En is het niet aan het oude ras van trotse burgers, aan de verbeten, bijna religieuze arbeidslust (...), dat de stad die morele, intellectuele en fysieke kracht dankt.

Giuseppe Ungaretti (1933)

Terug naar index

BURSSENS, GASTON

(Dendermonde, 18.02.1896 - Ekeren, 29.01.1965)

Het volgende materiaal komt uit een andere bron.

PR #403, opened 2023-04-28
Better qdrant params

generall:
Hi!

Sorry for late updates, just noticed that qdrant is included into the latest run.
In general I would say that comparing client-server vector DBs with pure embedded implementations of algorithms  might be misleading, but since other DBs are participating, we kinda have to as well.

In this PR I tried to do changes with the following goals:

- Minimize the overhead of data transfer: by default pydantic makes a lot of verification, that consumes CPU time. The PR changes it into raw gRPC data structures which doesn't have any validation
- Set the parameters for optimal RPS
- Try quantization

Hope you could re-run the latest iteration with those changes included.

Expected RPS increase with those changes: 2-3x

### DIFF
--- a/algos.yaml
+++ b/algos.yaml
@@ -552,8 +552,15 @@ float:
       base-args: ["@metric"]
       run-groups:
         default:
-          args: [[True, False]] #quantization
-          query-args: [[null, 8, 16, 32, 64, 128, 256]] #hnsw_ef
+          args: [
+            [True, False], #quantization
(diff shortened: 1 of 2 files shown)


erikbern:
Awesome. Thanks a lot for the contribution!

I think this is a bit too late for me to include in the benchmarks I'm publishing in #399, but I think I'm going to have to re-run everything in just a few weeks anyway. I don't intend to promote the results much until then.

generall:
Hi @erikbern, is there any ETA for the next run?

Vlaams expressionistisch dichter, auteur van proza, toneelwerk en essays. Hij groeide op in Mechelen. Door de oorlogsomstandigheden moest hij zijn studies afbreken. Hoewel zijn politiek activisme hem in 1918 zes maanden celstraf kostte, nam hij daarna weer deel aan de Vlaamse strijd (onder pseudoniem G. Bardemeyer). Na zijn huwelijk in 1925 vestigde hij zich in Antwerpen.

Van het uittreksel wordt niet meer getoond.